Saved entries
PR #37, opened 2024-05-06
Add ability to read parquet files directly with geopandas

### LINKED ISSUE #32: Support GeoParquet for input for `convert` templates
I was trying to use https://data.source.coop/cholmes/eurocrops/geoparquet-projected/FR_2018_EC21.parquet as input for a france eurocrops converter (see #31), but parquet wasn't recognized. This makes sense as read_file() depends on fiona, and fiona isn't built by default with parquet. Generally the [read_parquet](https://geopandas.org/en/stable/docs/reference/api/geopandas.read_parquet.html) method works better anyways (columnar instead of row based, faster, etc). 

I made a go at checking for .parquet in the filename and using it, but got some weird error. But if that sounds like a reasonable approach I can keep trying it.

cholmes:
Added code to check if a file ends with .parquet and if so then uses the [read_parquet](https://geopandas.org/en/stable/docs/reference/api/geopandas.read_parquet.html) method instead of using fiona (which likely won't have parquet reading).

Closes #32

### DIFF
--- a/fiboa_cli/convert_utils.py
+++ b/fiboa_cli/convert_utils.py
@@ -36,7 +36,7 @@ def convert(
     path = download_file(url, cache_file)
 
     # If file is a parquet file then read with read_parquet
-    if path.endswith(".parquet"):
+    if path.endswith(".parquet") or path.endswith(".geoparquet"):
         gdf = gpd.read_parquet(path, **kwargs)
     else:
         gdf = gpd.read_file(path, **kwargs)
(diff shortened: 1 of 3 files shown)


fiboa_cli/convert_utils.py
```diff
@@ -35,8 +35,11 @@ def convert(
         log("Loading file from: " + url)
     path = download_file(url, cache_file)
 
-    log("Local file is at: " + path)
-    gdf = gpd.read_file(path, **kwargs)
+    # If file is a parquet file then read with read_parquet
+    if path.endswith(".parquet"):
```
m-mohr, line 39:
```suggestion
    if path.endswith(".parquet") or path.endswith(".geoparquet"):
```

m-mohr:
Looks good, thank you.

INSTRUCTIONS TO FOLLOW:
Each entry above must be printed exactly as written.

SOLUTION TO THIS TASK:
PR #37, opened 2024-05-06
Add ability to read parquet files directly with geopandas

### LINKED ISSUE #32: Support GeoParquet for input for `convert` templates
I was trying to use https://data.source.coop/cholmes/eurocrops/geoparquet-projected/FR_2018_EC21.parquet as input for a france eurocrops converter (see #31), but parquet wasn't recognized. This makes sense as read_file() depends on fiona, and fiona isn't built by default with parquet. Generally the [read_parquet](https://geopandas.org/en/stable/docs/reference/api/geopandas.read_parquet.html) method works better anyways (columnar instead of row based, faster, etc). 

I made a go at checking for .parquet in the filename and using it, but got some weird error. But if that sounds like a reasonable approach I can keep trying it.

cholmes:
Added code to check if a file ends with .parquet and if so then uses the [read_parquet](https://geopandas.org/en/stable/docs/reference/api/geopandas.read_parquet.html) method instead of using fiona (which likely won't have parquet reading).

Closes #32

### DIFF
--- a/fiboa_cli/convert_utils.py
+++ b/fiboa_cli/convert_utils.py
@@ -36,7 +36,7 @@ def convert(
     path = download_file(url, cache_file)
 
     # If file is a parquet file then read with read_parquet
-    if path.endswith(".parquet"):
+    if path.endswith(".parquet") or path.endswith(".geoparquet"):
         gdf = gpd.read_parquet(path, **kwargs)
     else:
         gdf = gpd.read_file(path, **kwargs)
(diff shortened: 1 of 3 files shown)


fiboa_cli/convert_utils.py
```diff
@@ -35,8 +35,11 @@ def convert(
         log("Loading file from: " + url)
     path = download_file(url, cache_file)
 
-    log("Local file is at: " + path)
-    gdf = gpd.read_file(path, **kwargs)
+    # If file is a parquet file then read with read_parquet
+    if path.endswith(".parquet"):
```
m-mohr, line 39:
```suggestion
    if path.endswith(".parquet") or path.endswith(".geoparquet"):
```

m-mohr:
Looks good, thank you.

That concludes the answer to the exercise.